I hadn’t planned on doing a second review of Rapha products right on the heels of my first, and it might not be fair to insert them into the current controversy with Lance Armstrong, but I suspect everyone knows which line of the sand they’re on.
If you be hatin’ on Tour winners who doped, hit the “back” button now.
If you’re over that and dig cool designs that draw their inspiration from the five most successful of the Tour de France champions, you gotta check these shirts out.
The creators-that-be at Rapha noticed a little something one day in discussing previous Tour champions. For each of the last five decades the rider who won the race in a year ending in the number two went on to win the race four other times … at least. Armstrong was the victor in ’02. Miguel Indurain was the man in ’92. Bernard Hinault takes the honors for ’82. In ’72 it was Eddy Merckx, of course, And ’62? That was the great Jacques Anquetil. The shirts, then, are dubbed the Cinq Decennies de Champions—the five decades of champions.

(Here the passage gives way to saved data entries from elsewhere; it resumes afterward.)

PR #2750, opened 2021-10-06
Mj pol generator 16333

dockerymick:
https://github.com/open-cluster-management/backlog/issues/16333


governance/config_policy_generator.adoc
```diff
@@ -0,0 +1,81 @@
+[#config-policy-generator]
```
mprahl: The user does not need to install the Policy Generator unless they are using it on their laptop. That workflow is not officially supported. The only officially supported way of using it is through RHACM Application Lifecycle, which comes preinstalled in RHACM 2.4, so this whole file can be removed. Sorry about the misunderstanding!

mprahl:
Hey @dockerymick, could you please schedule a call with @dhaiducek and I to review this all together? I think it'd be easier to do it this way.

mprahl:
@dockerymick Dale and I posted another commit with our updates. Could you please take a look?

mprahl:
@dockerymick, Jaya had requested I add a section describing how to generate a policy to install an Operator. I just added this in the last commit.

dockerymick:
@mprahl Thanks for the update and your patience. I am taking a look at this PR after the lunch hour

dockerymick:
@mprahl Thanks again for your patience and edits. Can you take another look at the PR when you have an opportunity. A change that I want to bring to your attention is the way we used inline links in this doc. There were more where links were disruptive as I read. Therefore, I moved some inline links to the end of a section. Let me know your thoughts, or we can meet sometime this week

mprahl (approved):
This looks great! Thanks!

PR #2771, opened 2021-10-13
open-cluster-management/backlog#14603 add volsync

cadawson:


services/volsync.adoc
```diff
@@ -0,0 +1,214 @@
...
+To enable VolSync on two clusters in your environment, you must install it on both the source and the target managed clusters. Complete the following steps to leverage the policy function in {product-title-short} to install VolSync:
+
+. Deploy the required VolSync resources to the clusters.
+
+.. In the {product-title-short} console navigation, select *Applications*. 
+
+.. Select *Create application* to start a new application. The application that you create uses an existing policy to install the VolSync resources.
+
+.. Complete the required information for your application.
+
```
tesshuflower: When I try this, I have to pick `Subscription` as the type in the dropdown before I can continue

services/volsync.adoc
```diff
@@ -0,0 +1,214 @@
...
+* At least two configured clusters that are managed by the same {product-title-short} hub cluster.
+
+[#volsync-install-clusters]
+== Installing VolSync on the managed clusters
+
+To enable VolSync on two clusters in your environment, you must install it on both the source and the target managed clusters. Complete the following steps to leverage the policy function in {product-title-short} to install VolSync:
+
+. Deploy the required VolSync resources to the clusters.
+
```
tesshuflower: I've discussed a bit with @jnpacker and I think to install volsync, rather than being a guided experience via deploying an application, the user would instead need to create the policy using the sample one here:

https://github.com/open-cluster-management/policy-collection/blob/main/community/CM-Configuration-Management/policy-persistent-data-management.yaml

If they create this policy on the hub cluster it should then create a volsync subscription on the hub which then targets managed clusters and deploys volsync to them

services/volsync.adoc
```diff
@@ -0,0 +1,214 @@
+[#volsync]
+= Replicating persistent volumes with VolSync (Technology Preview)
+
+VolSync is a Kubernetes operator that enables asynchronous replication of persistent volumes within a cluster, or across clusters with storage types that are not otherwise compatible for replication. It uses the Container Storage Interface (CSI) to overcome the compatibility limitation. After deploying the VolSync operator in your {ocp} environment where you have your {product-title} hub cluster, you can leverage it to create and maintain backup versions of your {product-title-short} managed clusters.
```
JohnStrunk: - I don't think we're advocating always installing on the hub, just on clusters that are source or destination.
- Original phrasing makes it sound like we're backing up the cluster instead of just the data

```suggestion
VolSync is a Kubernetes operator that enables asynchronous replication of persistent volumes within a cluster, or across clusters with storage types that are not otherwise compatible for replication. It uses the Container Storage Interface (CSI) to overcome the compatibility limitation. After deploying the VolSync operator in your {ocp} environment, you can leverage it to create and maintain backup versions of your persistent data.
```

services/volsync.adoc
```diff
@@ -0,0 +1,214 @@
...
+
+**Note:** VolSync does not meet the requirements of the FIPS standard. 
+
+There are three methods that you can use to replicate when you use VolSync, which depend on the number of synchronization locations that you have. The Rsync method is used for this example. For information about the other methods and more information about Rsync, see https://volsync.readthedocs.io/en/latest/usage/index.html[Usage] in the VolSync documentation.  
+
+* Rsync replication is a one-to-one replication of persistent volumes, and is likely to be the most commonly used. This is used for typical backups at a remote site or mirroring an environment.
```
JohnStrunk:
```suggestion
* Rsync replication is a one-to-one replication of persistent volumes, and is likely to be the most commonly used. This is used for replicating data to a remote site. 
```
(removing "backup" wording to avoid confusion w/ the restic-based mover which is specifically for backup)

services/volsync.adoc
```diff
@@ -0,0 +1,214 @@
...
+kubectl annotate sc/gp2 storageclass.kubernetes.io/is-default-class="false" --overwrite
+----
+
+... Redirect the service to CSI and start the service: 
++
+----
+kubectl annotate sc/gp2-csi storageclass.kubernetes.io/is-default-class="true" --overwrite
+----
+
+... Install a `VolumeSnapshotClass` by running the following command:
```
JohnStrunk: I believe OCP 4.9 has started shipping w/ a default VolumeSnapshotClass that is compatible w/ the ebs csi driver, so these instructions may not be necessary depending on the OCP version.

services/volsync.adoc
```diff
@@ -0,0 +1,214 @@
...
+
+... Make sure you select the option to *Deploy to all online clusters and local-cluster*. This ensures that it is included on all of your managed clusters. 
+
+.. Select `Save` to save your application. Within a few minutes, the application will start deploying to all of the clusters that are managed by your {product-title-short} hub cluster. 
+
+. Change your default CSI configuration to your VolSync CSI instance. 
++
+* Your steps might resemble the following procedure for an Amazon Web Services environment:
+
+... Stop the current service:
```
JohnStrunk: The stop/start terminology doesn't quite match what's actually going on...
We're changing which StorageClass is marked as the default one (i.e., if the user doesn't specify a specific StorageClass in their PVC, it will be assigned to the SC that is currently marked as default.)

Same goes for the VolumeSnapshotClass explanation below

services/volsync.adoc
```diff
@@ -0,0 +1,214 @@
...
+  sourcePVC: <persistent_volume_claim>
+  trigger:
+    schedule: "*/5 * * * *"
+  rsync:
+    sshKeys: <volsync-rsync-destination-src-database-destination>
+    address: <source.host.com>
+    copyMethod: Clone
+----
++
+Replace `source_name` with the name of your source volume.
```
JohnStrunk: This can be an arbitrary name, unrelated to the volume (PVC) name

services/volsync.adoc
```diff
@@ -0,0 +1,214 @@
...
++
+Replace `source_namespace` with the name of the namespace where your source is located.
++
+Replace `persistent_volume_claim` with the name of your source claim.
++
+Replace `source.host.com` with the host address of your source cluster.
```
JohnStrunk: The `sshKeys` and `address` fields need to be taken from the ReplicationDestination.

I suggest re-arranging so that the user creates the destination before the source.
Upstream rsync mover usage: https://volsync.readthedocs.io/en/latest/usage/rsync/index.html

Once the ReplicationDestination is created, the operator will populate its `.status.rsync.address` field, and that info needs to be copied here.

The ReplicationDestination will also write `.status.rsync.sshKeys` which is the name of a Secret that the operator has created. This Secret needs to be exported from the destination cluster and imported into the source cluster in the same namespace as the ReplicationSource object. The name of this imported Secret should then be provided in the ReplicationSource's `.spec.rsync.sshKeys` field.

services/volsync.adoc
```diff
@@ -0,0 +1,214 @@
...
+Replace `destination_namespace` with the name of the namespace where your destination is located.
+
+Your can now set up the synchronization method of the persistent volume.
+
+[#volsync-start]
+== Starting your synchronization
+
+You have a few options to select from when determining how you start your replications: always running, on a schedule, or manually. Implement the method from the following list that best meets your needs:  
+
+* *Always:* Runs a constant replication. When a change is detected on the source persistent volume, a replication is automatically started. Your setting for this replication option might resemble the following content:
```
JohnStrunk: I suggest we leave out the "always" docs. We really want to guide users toward scheduled replication for most use cases.

services/volsync.adoc
cadawson: Changed the procedure.

services/volsync.adoc
cadawson: Discussed with Tesshu, and updated this procedure.

services/volsync.adoc
cadawson: Thank you for the clarification. I rearranged this procedure.

services/volsync.adoc
```diff
@@ -0,0 +1,202 @@
+[#volsync]
+= Replicating persistent volumes with VolSync (Technology Preview)
+
+VolSync is a Kubernetes operator that enables asynchronous replication of persistent volumes within a cluster, or across clusters with storage types that are not otherwise compatible for replication. It uses the Container Storage Interface (CSI) to overcome the compatibility limitation. After deploying the VolSync operator in your {ocp} environment, you can leverage it to create and maintain backup versions of your persistent data.
```
JohnStrunk:
```suggestion
VolSync is a Kubernetes operator that enables asynchronous replication of persistent volumes within a cluster, or across clusters with storage types that are not otherwise compatible for replication. It uses the Container Storage Interface (CSI) to overcome the compatibility limitation. After deploying the VolSync operator in your {ocp} environment, you can leverage it to create and maintain copies of your persistent data.
```

services/volsync.adoc
```diff
@@ -0,0 +1,202 @@
...
+      vendor: OpenShift
+----
+
+.. Apply the policy while you are logged in to your hub cluster by entering the following command:
++
+----
+oc -n <namespace> apply -f ./policy-persistent-data-management.yaml
+----
++
+Replace `namespace` with the namespace of your hub cluster nad managed clusters.
```
JohnStrunk:
```suggestion
Replace `namespace` with the namespace of your hub cluster and managed clusters.
```

services/volsync.adoc
```diff
@@ -0,0 +1,202 @@
...
+
+. If your default `StorageClass` is not a CSI configuration, change your default CSI configuration to your VolSync CSI instance.
```
JohnStrunk:
```suggestion
. Your default `StorageClass` should refer to a CSI-based storage driver, so it may be necessary to change the default. 
```

services/volsync.adoc
```diff
@@ -0,0 +1,202 @@
...
+* Your steps might resemble the following procedure for an Amazon Web Services environment:
+
+.. Change your default `StorageClass` by entering the following commands: 
++
+----
+kubectl annotate sc/gp2 storageclass.kubernetes.io/is-default-class="false" --overwrite
+kubectl annotate sc/gp2-csi storageclass.kubernetes.io/is-default-class="true" --overwrite
+----
+
+.. Install a `VolumeSnapshotClass` by running the following command:
```
JohnStrunk:
```suggestion
.. If a corresponding `VolumeSnapshotClass` does not already exist, one may be created by running the following command:
```

services/volsync.adoc
```diff
@@ -0,0 +1,202 @@
...
+---
+apiVersion: volsync/v1alpha1
+kind: ReplicationDestination
+metadata:
+  name: <destination_name>
+  namespace: <destination_namespace>
+spec:
+  rsync:
+    copyMethod: Snapshot
+    capacity: 10Gi
```
JohnStrunk: Note: This capacity should match the capacity of the PVC that is being replicated

services/volsync.adoc
```diff
@@ -0,0 +1,202 @@
...
+[source,yaml]
+----
+...
+status:
+  rsync:
+    address: 10.01.101.001
+    sshKeys: volsync-rsync-dest-src-test
+----
+
+... Copy the name of the secret that is provided as the value of `.status.rsync.sshKeys`. You will have to enter it when you configure the source.
```
JohnStrunk: In addition to the name of the Secret, the Secret itself must be copied to the source cluster.

services/volsync.adoc
tesshuflower: I think namespace really just needs to be a namespace on the hub cluster itself - the policy will be created in this namespace on the hub.  We should probably remove mention of managed clusters on this line.

services/volsync.adoc
tesshuflower: Wondering if we should be clear here where we should be checking for these storageclass/volumesnapshotclass requirements - This should be done on the clusters where VolSync is intended to be used. So for example if the customer has deployed (via the policy) to all their managed clusters with the intention of using Volsync there (as a replicationsource or replicationdestination) then they need to do these steps on those managed clusters.

They would potentially also need to do this on the hub cluster if they intend to use volsync on the hub cluster itself.

services/volsync.adoc
```diff
@@ -0,0 +1,204 @@
...
+----
+kubectl create -f - << SNAPCLASS
+---
+apiVersion: snapshot.storage.k8s.io/v1beta1
+kind: VolumeSnapshotClass
+metadata:
+  name: gp2-csi
+driver: ebs.csi.aws.com
+deletionPolicy: Delete
+SNAPCLASS
```
JohnStrunk: Looks like this snapclass is for AWS, not GCP. Here's one for GCP:

```suggestion
kubectl create -f - << SNAPCLASS
---
apiVersion: snapshot.storage.k8s.io/v1beta1
kind: VolumeSnapshotClass
metadata:
  name: standard-csi
driver: pd.csi.storage.gke.io
deletionPolicy: Delete
SNAPCLASS
```

JohnStrunk (commented):
Sorry... caught one more issue. :disappointed:

cadawson:
Good catch, @JohnStrunk! Merged the change. Thanks!

cadawson:
Are we ok with this one @tesshuflower and @JohnStrunk? We can always make changes during one of our weekly refreshes after release. if we need to. It is not locked up. Thanks!

JohnStrunk:
Works for me.

tesshuflower:
Same here. Thanks Christopher!

JohnStrunk (approved):

tesshuflower (approved):

cadawson:
Thanks for all of your help with this @tesshuflower and @JohnStrunk!

PR #2788, opened 2021-10-15
open-cluster-management/backlog#15799 Auto import

cadawson:


itdove:
Yes we should keep the manual method as in some cases the communication in the direction hub-mc doesn't work but well mc-hub and in that case the auto-import can not work but the manual import will.

cadawson:
Does this look ok @itdove ?

clusters/import_cli.adoc
```diff
@@ -50,7 +50,45 @@ oc new-project ${CLUSTER_NAME}
...
+metadata:
+  name: auto-import-secret
+  namespace: <cluster_name>
+stringData:
+  autoImportRetry: 5
+  token: <Token to access the cluster>
+  server: <cluster_api_url>
+type: Opaque
+----
+
```
itdove, line 84: Wonder if for both way (kubeconfig and token/server pair) we don't have to detail the steps like it is done for the managed-cluster.yaml.
a. Edit this template.
b. save it
c. Apply it `oc apply -f....`
d....

cadawson:
Hi @itdove. I think I made the change that you were talking about to merge the two files. See if it works better. 

Does adding the klusterlet add-on still have to be done with the auto import? If so, I can have them skip to that step. Otherwise, we can end the procedure there. Thanks!

clusters/import_cli.adoc
```diff
@@ -65,25 +65,21 @@ metadata:
...
+  # that has the current context set to the cluster to import:
+  kubeconfig: |- <kubeconfig_file>
+  # If you are using the token/server pair, add the following two values:
+  token: <Token to access the cluster>
+  server: <cluster_api_url>
 type: Opaque
 ----
 
-** To add the server/token pair of the cluster that you are importing, add the following YAML content: 
+.. Save the file as `managed-cluster.yaml`.
```
itdove: save the file as `auto-import-secret.yaml`

clusters/import_cli.adoc
```diff
@@ -65,25 +65,21 @@ metadata:
...
-kind: Secret
-metadata:
-  name: auto-import-secret
-  namespace: <cluster_name>
-stringData:
-  autoImportRetry: 5
-  token: <Token to access the cluster>
-  server: <cluster_api_url>
-type: Opaque
+oc apply -f managed-cluster.yaml
```
itdove: oc apply -f auto-import-secret.yaml

itdove:
yes addon still have to be done with auto-import

itdove (approved):

PR #2791, opened 2021-10-18
FIPS doc

dockerymick:
https://github.com/open-cluster-management/backlog/issues/14818


release_notes/fips_readiness.adoc
```diff
@@ -0,0 +1,20 @@
...
+
+Read the following limitations with {product-title-short} and FIPS.
+
+* The following Technology preview components are not FIPS ready:
++
+** Hub cluster backup and restore
+** {assist-install}
+** Submariner
+** VolSync
+//what is storage layer? how about, "..components must be encrypted when you configure the storage?
```
gparvin: Maybe "storage provider" or "provided storage" makes more sense?  ACM just uses storage the customer brings to the product, ACM doesn't manage the storage, ACM only uses it.  So the storage that is "brought" to ACM needs to be encrypted...

gparvin (approved):
I approve the changes.  I added a comment about "storage layer" in case you decide you want to reword that.  Thanks!

release_notes/fips_readiness.adoc
dockerymick: Thanks for clarifying and approving!

PR #2792, opened 2021-10-18
Removing troubleshoot topic for observability

dockerymick:
https://github.com/open-cluster-management/backlog/issues/16081#issuecomment-943450834


cadawson (approved):
Looks like that should work! Thanks!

So will this year’s victor enjoy a similar streak? Who knows? We’re not going to settle that this month … or even this year.
The world is full of crappy T-shirts with barely more thought afforded to their design than the garden-variety reality show. These shirts are the West Wing of T-shirts. Witty, smart, insider and aimed at those invested in the whole series, each of the creations speaks to the history of the rider. The shirt colors evoke the designs of their best-recalled teams. Better yet, at the top of the back of each shirt, a small icon appears. The The icons recall details like Indurain’s legendarily low resting heart rate or, in the case of Merckx, a variation on the skull and crossbones to recall his nickname, the Cannibal. And in another stroke meant to speak to the cycling roots behind these designs, the shirts sport a pocket, only it’s not a breast pocket; it’s in back, practically on the hip.
Rapha claims that the shirts are constructed of an ultra-wicking cotton. I can’t really speak to how well it wicks as I never wore it in a sauna (or outside when I went back to Memphis). What I can tell you is that they travel well. I’m not wild about pulling a shirt from a suitcase only to realize it’s too wrinkled to wear. Even after a there-and-back I noticed the Merckx shirt was prêt á porter.
At $60 a pop, these are the most expensive T-shirts I’ve ever encountered. Kinda no other way to slice it, huh? The flip side of this is calling these shirts T-shirts is something of an insult. Never in my life have I owned a T-shirt made from such a fine cotton. And if I could source a shirt this nice for the RKP designs, believe me, I’d consider it. These things are likely to become heirlooms in my family.
Should you wish to go in for the full collection, there’s good news. You can get all five shirts plus a stylish (like it would be anything else) musette bag for the price of four shirts—$240.
I’ve always liked the passion behind Rapha products, but these shirts may be the best marriage of their passion, design work and concept of quality I’ve seen.